It took a day to solve this problem. . . .
Train the code well, change a machine, and report an error.
I thought it was caused by cuda11. I was worried that the cuda version and the pytorch version did not match. I reinstalled it, but the result was not resolved.
Problem phenomenon:
raceback (most recent call last):
File "train.py", line 100, in <module>
main(opt)
File "train.py", line 71, in main
……
File "/home/xxxx/.local/lib/python3.8/site-packages/torch/nn/modules/conv.py", line 395, in _conv_forward
return F.conv2d(input, weight, bias, self.stride,
RuntimeError: cuDNN error: CUDNN_STATUS_INTERNAL_ERROR
You can try to repro this exception using the following code snippet. If that doesn't trigger the error, please include your original repro script when reporting this issue.
import torch
torch.backends.cuda.matmul.allow_tf32 = True
torch.backends.cudnn.benchmark = True
torch.backends.cudnn.deterministic = False
torch.backends.cudnn.allow_tf32 = True
data = torch.randn([1, 64, 80, 144], dtype=torch.float, device='cuda', requires_grad=True)

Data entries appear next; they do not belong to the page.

PR #2964, opened 2026-07-06
docs: update SDK deep-dive from 0.2.x to 0.3.197

glifocat:
`docs/SDK_DEEP_DIVE.md` was reverse-engineered against `@anthropic-ai/claude-agent-sdk` 0.2.29–0.2.34; the repo pins `^0.3.197`. This PR re-verifies the doc against the actual 0.3.197 package (`sdk.d.ts`, ~6700 lines) and the repo's consumer (`container/agent-runner/src/providers/claude.ts`):

- **Rebuilt from current types**: Options table (marking what nanoclaw sets), PermissionMode/AgentDefinition/McpServerConfig/CanUseTool shapes, the SDKMessage union (36 members, up from 7), HookEvent list (30 events) and hook IO types, the full `Query` interface (streamInput/close/setMcpServers are public now), sandbox config, `tool()`/`createSdkMcpServer` signatures.
- **Dropped** (unverifiable 0.2.x minified-bundle archaeology, collected in a closing "what changed since the 0.2.x analysis" section): the minified-identifier tables, the `EZ` agent-loop narrative, and the entire `unstable_v2` session-object API — removed upstream; session management is standalone functions + `SessionStore` in 0.3.x.
- **Materially changed and now documented**: `settingSources` default flipped (omitted now loads ALL filesystem settings — nanoclaw unaffected, it passes them explicitly); `rate_limit_event` is a top-level message type rather than a `system` subtype.
- Cross-checked every nanoclaw-dependency claim (resume via continuation, hooks, allow/disallowedTools, result/init/api_retry/task_notification branches) against `claude.ts`.

### DIFF
--- a/docs/SDK_DEEP_DIVE.md
+++ b/docs/SDK_DEEP_DIVE.md
@@ -1,109 +1,128 @@
 # Claude Agent SDK Deep Dive
 
-Findings from reverse-engineering `@anthropic-ai/claude-agent-sdk` v0.2.29–0.2.34 to understand how `query()` works, why agent teams subagents were being killed, and how to fix it. Supplemented with official SDK reference docs.
+Notes from reading the type surface of `@anthropic-ai/claude-agent-sdk` to
+understand how `query()` works, how nanoclaw drives it (streaming input, hooks,
+resume), and where the observable behaviour lives.
+
+**Verified against `@anthropic-ai/claude-agent-sdk@0.3.197`** (`sdk.d.ts`,
+`package.json`, `README.md` in the published tarball). This doc began as a
+reverse-engineering pass on the minified `0.2.29–0.2.34` bundles; everything
+below is now checked against the shipped `.d.ts` declarations. The parts that
+were only ever minified-bundle archaeology (internal generator/function names)
+have been dropped — see [What changed since the 0.2.x analysis](#what-changed-since-the-02x-analysis)
+at the end.
+
+The repo consumer this doc serves is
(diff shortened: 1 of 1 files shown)


amit-shafnir:
The doc accurately describes the 0.3.197 SDK type surface, but there's one inconsistency to resolve before merging:\n\n**`rate_limit_event` type mismatch** — the doc says this is now a top-level `type` (`{ type: 'rate_limit_event', ... }`) and explicitly notes it is *not* `{ type: 'system', subtype: 'rate_limit_event' }`. But `container/agent-runner/src/providers/claude.ts` (line ~452) still checks `message.type === 'system' && subtype === 'rate_limit_event'`. If the SDK claim is correct, that branch never fires and rate-limit events are silently dropped. Please either update `claude.ts` to match the new type shape (and note that in the doc), or confirm the SDK still uses the system-subtype form and correct the doc's claim.

glifocat:
Re: the `rate_limit_event` shape note — verified against `@anthropic-ai/claude-agent-sdk@0.3.197`: `SDKRateLimitEvent` is a top-level `{ type: 'rate_limit_event', ... }` member of the `SDKMessage` union, with no `system` subtype. So the doc's claim is correct and stays as-is.

That verification did surface a real defect in the consumer: `container/agent-runner/src/providers/claude.ts` still matched the old `message.type === 'system' && subtype === 'rate_limit_event'` shape, so that branch was dead and the quota signal was dropped. Fixed in a separate code PR: #2965. This docs PR remains docs-only.

gavrielc (approved):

net = torch.nn.Conv2d(64, 64, kernel_size=[3, 3], padding=[1, 1], stride=[1, 1], dilation=[1, 1], groups=1)
net = net.cuda().float()
out = net(data)
out.backward(torch.randn_like(out))
torch.cuda.synchronize()
ConvolutionParams
data_type = CUDNN_DATA_FLOAT
padding = [1, 1, 0]
stride = [1, 1, 0]
dilation = [1, 1, 0]
groups = 1
deterministic = false
allow_tf32 = true
input: TensorDescriptor 0xaa030590
type = CUDNN_DATA_FLOAT
nbDims = 4
dimA = 1, 64, 80, 144,
strideA = 737280, 11520, 144, 1,
output: TensorDescriptor 0xaa0d6560
type = CUDNN_DATA_FLOAT
nbDims = 4
dimA = 1, 64, 80, 144,
strideA = 737280, 11520, 144, 1,
weight: FilterDescriptor 0xaa0d0360
type = CUDNN_DATA_FLOAT
tensor_format = CUDNN_TENSOR_NCHW
nbDims = 4
dimA = 64, 64, 3, 3,
Pointer addresses:
input: 0x567e50000
output: 0x568120000
weight: 0x550a2da00
Save the cuda prompt to a file,
import torch
torch.backends.cuda.matmul.allow_tf32 = True
torch.backends.cudnn.benchmark = True
torch.backends.cudnn.deterministic = False
torch.backends.cudnn.allow_tf32 = True
data = torch.randn([1, 64, 80, 144], dtype=torch.float, device='cuda', requires_grad=True)
net = torch.nn.Conv2d(64, 64, kernel_size=[3, 3], padding=[1, 1], stride=[1, 1], dilation=[1, 1], groups=1)
net = net.cuda().float()
out = net(data)
out.backward(torch.randn_like(out))
torch.cuda.synchronize()
Then python runs it, it will report the same error, and then select the switch to make adjustments, and try again to see if it still reports the error.
For my code, modifying the following items will work.
torch.backends.cudnn.benchmark = False
Then put this in front of the problematic code.